風立ちぬ

今年岡山の企業に就職した次男がお盆休みを利用して帰省。

アニメオタク(?)同士でジブリ映画「風立ちぬ」を見に行きました。

堀辰雄の同名小説のイメージを持ち、今回はあまり雑音(予備知識)を入れずに、久しぶりの映画鑑賞となりました。

ある設計の仕事に携わった次男ですが、負けじと私も印章を彫刻する仕事です。モノづくり同士、少なからず共感するところがあったのかな・・・。

 

堀辰夫的恋愛小説と戦争と平和問題はさておいて、堀越二郎という零戦設計技師としての側面から感想を記したいと思います。

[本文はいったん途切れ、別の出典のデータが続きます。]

PR #96, opened 2020-11-01
Fix for LP32 platforms: convert pointers via uintptr_t to/from integral types

fbrausse:
Hi,

I'm using facil.io on a i686 Linux machine (gcc-9.3.0) and noticed lots of warnings about casting pointers to integers of different widths, e.g. `(uint64_t)&obj`, an (undefined) left-shift of a 32-bit `size_t` by 33 in the risky hash computation, as well as the explicit use of `sendfile64` with an `off_t` parameter.

This patch fixes these warnings by
* casting pointers to `uintptr_t` first,
* using an intermediate `uint64_t` for the risky hash mixing in of `size_t len`, and
* unconditionally adding the `_FILE_OFFSET_BITS=64` #define to the `FLAGS` in `makefile`.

一番記憶に残ったのは、作品全体を通して、二郎が夢の中で出会う航空機設計技師の大先輩カプローニから何度か呼びかけられる「力を尽くしているかね」「まだ風が吹いているかね」という言葉を通じて、モノづくりの在り方やモノづくりを実行し続けるアイデンティティーを感じたことです。

そのモノづくりが愛おしくて生涯をかけて続けられるものか。

そして、今その仕事に向き合い、全力を出しているのか。

カプローニであったか、菜穂子(ヒロイン)が静養に来ていたホテルでの謎の異国の紳士が言ったかを忘れましたが、「モノづくりはセンスである。技術は後からついてくる。そしてそのセンスで全力を出せる期間は、たかだか10年である。」

なんとなく納得のいく言葉でありました。

勿論10年でモノづくりが完了するわけはありません。

基本的な技術や知識の習得、そして自分らしさを発揮し始め、本物のオリジナリティーをみせることがでるようになり、人様にそれを提示できるようになり、それから10年と言うことだと思います。

その10年を如何に発揮できるかが、モノづくりをしている人(エンジニアでもよいし、職人でもよい)の明暗になるのだと思います。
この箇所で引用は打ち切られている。